The Dirty Devil River was named by the 1869 Powell Geographic Expedition led by John Wesley Powell, which explored much of the Colorado River and its tributaries. It was named for the extreme salinity and turbidity of the water near its mouth. Powell later contrasted it with a much cleaner stream in the Grand Canyon, which he named Bright Angel Creek.

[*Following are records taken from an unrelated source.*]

PR #1201, opened 2021-11-29
feat(dates): use relative date with variables in new date input and clean relative date interfaces TCTC-1321

alice-sevin:
Use RelativeDateRangeForm in new date input
Fix referent methods (mongo/labeller/Transform value) to fit new behaviour of date input using relative date range

Cleaning:

After updating all methods, we consider that RelativeDate interface and RelativeDateForm component (as well as referent methods) are unused so we delete it and rename all RelativeDateRange interfaces to RelativeDate


src/lib/translators/mongo5.ts
```diff
@@ -1,17 +1,17 @@
...
 
-  protected translateRelativeDate(value: RelativeDate): object {
+  protected translateRelativeDate(value: RelativeDateRange): object {
     return {
       $dateAdd: {
         startDate: {
           // Base date does not include any hour information
           $dateTrunc: {
-            date: '$$NOW',
+            date: '$$NOW', // TODO: adapt date with selected variable
```
davinov, line 14: Thanks for this clear TODO :+1:

src/components/DatePicker/transform-value-to-date-or-range.ts
```diff
@@ -38,17 +37,34 @@ export const transformRelativeDateObjectToDate = (
...
-  // retrieve date from luxon
-  return transformRelativeDateObjectToDate({
-    ...relativeDate,
-    date,
+export const transformRelativeDateToDate = (
+  relativeDateRange: RelativeDateRange,
+  relativeAvailableVariables: VariablesBucket = [],
+  variableDelimiters: VariableDelimiters = { start: '', end: '' },
+): Date | undefined => {
+  // start is always a date as relativeAvailableVariables are not customizable
```
davinov, line 42: Not sure I got this comment on first read.
Could you confirm if this is correct : relativeAvailableVariables always contains Dates, and they can be changed by a user, in the UI.

src/lib/dates.ts
```diff
@@ -129,28 +128,22 @@ export const dateRangeToString = (dateRange: DateRange, locale?: LocaleIdentifie
...
   const identifier = extractVariableIdentifier(relativeDateRange.date, variableDelimiters);
-  const baseDateLabel = availableVariables.find(v => v.identifier === identifier)?.label;
-  const relativeDate = _pick(relativeDateRange, ['quantity', 'duration']);
-  const relativeDateLabel = relativeDateToString(relativeDate, { before: '', after: '' });
+  const baseDateLabel =
+    availableVariables.find(v => v.identifier === identifier)?.label ?? identifier;
+  const duration: string | undefined = DEFAULT_DURATIONS.find(
+    d => d.value === relativeDateRange.duration,
+  )?.label;
+  const suffix = ' ' + (relativeDateRange.quantity < 0 ? 'ago' : '');
```
davinov: I think the "ago" suffix would only apply when talking from a base date of "now". So it's best to remove this logic IMHO.
("3 days ago before today" isn't correct I think, but "3 days before today" is)

src/lib/dates.ts
```diff
@@ -129,28 +128,22 @@ export const dateRangeToString = (dateRange: DateRange, locale?: LocaleIdentifie
...
+  const relativeDateLabel = `${Math.abs(
+    relativeDateRange.quantity,
+  )} ${duration?.toLowerCase()}${suffix.trimEnd()}`;
   return `${relativeDateLabel} ${relativeDateRange.operator}${CUSTOM_DATE_RANGE_LABEL_SEPARATOR}${baseDateLabel}`;
```
davinov: Not really relative to this PR, but I also think we could remove the `CUSTOM_DATE_RANGE_LABEL_SEPARATOR`:
"3 days before today" reads best than "3 days before - today"
Do you agree?

src/components/DatePicker/transform-value-to-date-or-range.ts
```diff
@@ -40,58 +35,52 @@ export const transformRelativeDateObjectToDate = (
...
   return DateTime.fromJSDate(targetDateTime, { zone: 'UTC' }).toJSDate();
 };
 
 /*
-Read a `RelativeDateRange` and find the corresponding `Date` relative to the variable passed as `date` property.
+Read a `RelativeDate` and find the corresponding `Date` relative to the variable passed as `date` property.
 */
-export const transformRelativeDateRangeToDateRange = (
-  relativeDateRange: RelativeDateRange,
+export const transformRelativeDateToDateRange = (
```
davinov, line 65: Do we need to update Tucana as well? Maybe this function was used to compute the simple date selector values

src/lib/dates.ts
```diff
@@ -64,6 +64,11 @@ export const DEFAULT_DURATIONS: DurationOption[] = [
   { label: 'Days', value: 'day' },
 ];
 
+export const DEFAULT_RELATIVE_VARIABLES = [
+  { identifier: 'today', value: '$$NOW', label: 'TODAY' },
```
davinov, line 68: Another todo would be to adapt this "NOW" to each backend ($$NOW will not work in pandas or snowflake)

src/lib/dates.ts
```diff
@@ -64,6 +64,11 @@ export const DEFAULT_DURATIONS: DurationOption[] = [
...
+  // TODO: add enabled relative variables here
```
davinov, line 69: Actually we're not that sure we're gonna "hardcode" the relative date variables here (cf discussion with @austil last friday).
So let's keep that on hold and remove this TODO.

However, the playground is already providing a "now" variable, so it should still be testable :)
We can also add another variable (like "the first day of this year") to the playground if we cant to test more cases

src/components/Step.vue
```diff
@@ -257,6 +257,7 @@ export default class Step extends Vue {
   white-space: nowrap;
   text-overflow: ellipsis;
   overflow: hidden;
+  padding-right: 5px; //avoid label to be truncate due to emphasis style
```
davinov, line 260: Dark magic ahaha

davinov: Is this supposed to be the size of the ellipsis character? In that case, putting `1em` (size of 1 character) would be a it better because it would adapt to the font-size.

davinov (changes requested):
Excellent! A big chunk of work and cleaning, congrats :tada: 

The only "blocking" one I think is the question about the exported function that are modified: we don't want to break any usage of these, so we may need a PR to adapt Tucana too.
The rest are mostly questions

src/components/DatePicker/transform-value-to-date-or-range.ts
alice-sevin: I will had a proper explanation: it not relevant since calculated date can be in the past or the future now.
Before we always have start date as reference for start so it was always the selected variable and this variable comes from the relative available variables which is an array that conceptor cannot customize ( unless availableVariables that are customizable, but we don't really care about this information here)

src/components/DatePicker/transform-value-to-date-or-range.ts
```diff
@@ -16,7 +10,7 @@ If the `exclusive` option is set, add/remove 1 millisecond to the computed date,
 */
 
 export const transformRelativeDateObjectToDate = (
```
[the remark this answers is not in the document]
alice-sevin: It's still relevant (used by both function (transformRelativeDateToDate and transformRelativeDateToDateRange), it calculates the date adding quantity and duration (share util), it's not use in Tucana, we just export it to test it.

But indeed transformRelativeDateToDateRange has been modifin in his naming so we will need to rename it also in Tucana

src/lib/dates.ts
alice-sevin: Yes we will do it in another pr :+1:

src/lib/dates.ts
alice-sevin: Yes indeed, we should do it in another PR with the removal of CUSTOM_DATE_RANGE_LABEL_SEPARATOR

src/components/DatePicker/transform-value-to-date-or-range.ts
alice-sevin: Yes indeed

src/components/Step.vue
alice-sevin: i do it!

src/lib/dates.ts
alice-sevin: Not sure to understand, will ask you to explain me dircectly because it's not clear for me

davinov (approved):
Thanks for the answers and updates :+1:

The outlaw Butch Cassidy and his gang used tributary canyons of the Dirty Devil, such as Robbers Roost, as a hideout in the 1890s.

==Geology==

The Dirty Devil River and its tributaries contribute approximately 150,000 tons of salt to the Colorado River each year, with the Muddy Creek tributary contributing an annual average of 86,000 tons by itself. The Fremont River tributary does not contribute significant amounts of salt. The United States Bureau of Reclamation drew up a plan to reduce the salinity of the Dirty Devil River by collecting salty spring water and using deep-well injection to dispose of it. The plan, finalized in 1987, has not been implemented due to its marginal cost effectiveness.

==Bridges==
The river is spanned by a bridge a few miles northwest of the Hite Crossing Bridge, a steel arch bridge over the Colorado River on State Route 95 near milepost 45 in Garfield County. It is also spanned by a bridge on State Route 24 a few miles NE of Hanksville, UT, just downstream from the confluence of Muddy Creek and the Fremont river.